# Using FL Studio for Orchestral Music



## Anthony (Jul 13, 2017)

While checking out various tutorials on YouTube I noticed that some folks are using FL Studio to create orchestral music. This was a bit surprising given its roots and current feature set.

I realize that you can use any DAW to create any genre of music, but some DAWs seem better suited to certain genres than others. And so I'm wondering if anyone here is using FL Studio as their main DAW for orchestral music? If so, what do you like (or dislike) about it? Cheers...


----------



## Publius (Jul 28, 2017)

I used to use it a bit. Supports vst instruments, plays samples, good midi editor. The only thing I saw as a big weakness was it was awkward to record audio. From what I know and have read, all the big daw programs are very capable, and its down to personal comfort about workflow and the ability to share projects with other people.


----------



## GULL (Jul 28, 2017)

I believe you have a confusion between Genre and Work flow


----------



## Publius (Jul 28, 2017)

Perhaps so, I do prefer the Baroque workflow to the Classical and Romantic workflows.... 

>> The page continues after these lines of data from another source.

PR #209, opened 2026-05-16
[codex] Use compound embedding table keys

### LINKED ISSUE #203: Use compound primary keys for chunk embedding tables
## Summary

Follow-up from PR #202: the dimension-specific embedding tables (`chunk_embeddings_1024d`, `chunk_embeddings_1536d`, `chunk_embeddings_2560d`, `chunk_embeddings_4096d`) should use the natural embedding identity as the primary key:

```sql
PRIMARY KEY (chunk_id, model)
```

The current `id SERIAL PRIMARY KEY` is functionally unnecessary and creates distracting sequence drift. In the live slot 5 test, the first `chunk_embeddings_2560d` row had `id = 2` and `chunk_id = 1`; that is harmless for retrieval, but it is a symptom that the schema is modeling the wrong identity.

## Why

An embedding row is uniquely identified by the narrative chunk plus the embedding model. The retrieval code joins on `chunk_id` and filters on `model`; it should not need a dedicated embedding-row surrogate ID.

Using a compound primary key would:

- remove sequence drift entirely
- make `ON CONFLICT (chunk_id, model)` the primary write path instead of a secondary unique constraint
- support multiple models per dimension table without pretending `id` can stay aligned with `chunk_id`
- let PR #202 drop the targeted row-id/sequence-alignment workaround

## Proposed Scope

- Add a migration that converts existing dimension tables to `PRIMARY KEY (chunk_id, model)`.
- Remove `id SERIAL PRIMARY KEY` from dynamic table creation in `scripts/regenerate_embeddings.py`.
- Update existing migration/schema definitions for 2560d/4096d tables so new DBs start with the compound key.
- Update SQLAlchemy embedding table models to use composite primary keys where they still declare an `id` column.
- Replace any embedding-table null checks like `e.id IS NULL` with `e.chunk_id IS NULL` or equivalent.
- Remove the sequence/id-alignment logic added for the targeted embedding path in PR #202.

## Migration Notes

Before adding the compound primary key, the migration should either assert or clean up duplicate `(chunk_id, model)` rows. Existing tables already have a unique `(chunk_id, model)` constraint in the generation path, so this should be low risk, but the migration should still be defensive.

If any old table has dependent constraints or indexes on `id`, drop those before dropping the column. Retrieval should continue to join via `chunk_id`.

## Acceptance Criteria

- No dimension embedding table requires a standalone `id` surrogate key.
- Targeted embedding upserts work with `ON CONFLICT (chunk_id, model)`.
- Missing-embedding detection no longer relies on `e.id`.
- Existing vector search / hybrid search still returns the same chunk IDs and metadata.
- Live targeted embedding on slot 5 inserts/updates `chunk_embeddings_2560d` without creating or relying on an ID sequence.

## Related

- Follow-up to PR #202.

pythagorakase:
## Summary

Fixes #203.

This migrates dimension-specific chunk embedding tables from a singleton `id` primary key plus unique `(chunk_id, model)` constraint to `(chunk_id, model)` as the primary key. It also makes embedding tables lazy-created by active embedding write paths, so fresh slots do not pre-create unused dimension tables.

## What changed

- Added migration `022_compound_embedding_pk_lazy_tables.sql`:
  - preserves non-empty embedding tables
  - fails fast on duplicate `(chunk_id, model)` pairs
  - drops `id` and old id sequences
  - drops empty pre-created embedding tables
- Added shared embedding table helpers for canonical naming, existence checks, listing, and lazy creation.
- Removed static MEMNON ORM embedding classes that were recreating `1024d`/`1536d` tables.
- Updated embedding regeneration/upsert code to use `(chunk_id, model)` only.
- Made `--only-indexes` inspect existing tables without creating missing ones.
- Fixed `scripts/propagate_schema.py` to match the live per-database `schema_migrations(version, name)` tracker.
- Made migrations `018` and `021` safe on older empty slots missing chunk-workflow columns.
- Refreshed embedding docs/tests for the lazy table model.

## Live migration notes

- Cloned slot 1 into slot 2 before migration.
- Preserved a backup of old slot 2 as `save_02_pre203_20260516_122902`.
- Explicitly unlocked slot 1 for migration, then relocked it afterward.
- Confirmed all slots and `NEXUS_template` are now migrated through `022`.
- Final live shape:
  - `NEXUS_template`, `save_03`, `save_04`: no embedding tables
  - `save_01`, `save_02`: `chunk_embeddings_1024d`, `chunk_embeddings_1536d`, no `id`, PK `(chunk_id, model)`
  - `save_05`: `chunk_embeddings_2560d`, no `id`, PK `(chunk_id, model)`

## Validation

- `poetry run python -m py_compile nexus/agents/memnon/utils/embedding_tables.py nexus/agents/memnon/utils/content_processor.py nexus/agents/memnon/utils/db_access.py nexus/agents/memnon/utils/alias_search.py nexus/agents/memnon/memnon.py nexus/agents/memnon/utils/db_schema.py scripts/regenerate_embeddings.py scripts/create_vector_index.py scripts/propagate_schema.py scripts/utils/embedding_utils.py scripts/query_narratives_vector.py`
- `poetry run pytest tests/test_ir_eval_v2/test_embedding_tables.py tests/test_api tests/test_cli.py`
- `NEXUS_RUN_POSTGRES=1 poetry run pytest tests/test_api/test_chunk_workflow_integration.py`
- Live lazy-create check from `NEXUS_template`
- `--only-indexes` missing-table check confirms no table is created by index maintenance

### DIFF
--- a/docs/vector_embeddings.md
+++ b/docs/vector_embeddings.md
@@ -22,25 +22,26 @@ NEXUS uses a multi-model ensemble approach with weighted combinations of differe
 
 ## Database Storage Strategy
 
-To handle different vector dimensions efficiently, we use a **dimension-specific tables approach**:
+To handle different vector dimensions efficiently, we use a **lazy
+dimension-specific tables approach**. Tables are named
+`chunk_embeddings_<dimensions>d` with four-digit padding for current model
+families, such as `chunk_embeddings_1536d`.
 
-1. **chunk_embeddings_1536d**
-   - Table for 1536-dimensional vectors (inf-retriever-v1-1.5b)
-   - Column type: `embedding Vector(1536)`
+Each table has the same logical shape:
 
-2. **chunk_embeddings_1024d**
-   - Table for 1024-dimensional vectors (E5-Large-V2, BGE-Large-EN)
-   - Column type: `embedding Vector(1024)`
-
-3. **chunk_embeddings_2560d**
-   - Table for 2560-dimensional vectors (Octen-Embedding-4B)
-   - Column type: `embedding Vector(2560)`
-
-4. **chunk_embeddings_4096d**
-   - Table for 4096-dimensional vectors (Octen-Embedding-8B)
-   - Column type: `embedding Vector(4096)`
+```sql
+chunk_id BIGINT NOT NULL REFERENCES narrative_chunks(id) ON DELETE CASCADE,
+model TEXT NOT NULL,
+embedding vector(<dimensions>) NOT NULL,
+created_at TIMESTAMPTZ NOT NULL DEFAULT NOW(),
+PRIMARY KEY (chunk_id, model)
+```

Many people use 'workflow' as a shorthand for the general way tasks are accomplished within a given DAW.


----------



## dariusofwest (Aug 3, 2017)

Hi Anthony! I'm currently using FL Studio as my DAW for orchestral music. I like it because I'm pretty used to it's pattern based workflow and how straightforward it's been to use.


----------



## ghandizilla (Aug 3, 2017)

They are a lot of cool features within the piano roll. The patterns conjugated with the "make unique" feature (so you can make for example modulations and velocities re-randomizations) are an awesome time-saver. It's made easier to set the CCs with Blake Robinson's BRSO Articulate tool, and most over all, it lets you associate articulations with piano roll colors. Speaking of Blake Robinson, I highly recommand the videos in which you can see him - in real-time - orchestrating within FL Studio -> https://www.youtube.com/playlist?list=PLROcUs85n5LrwvfkcZs6stBzi-s9yMk7g So I agree completely with what has been said earlier: it's a matter of workflow, not of style.


----------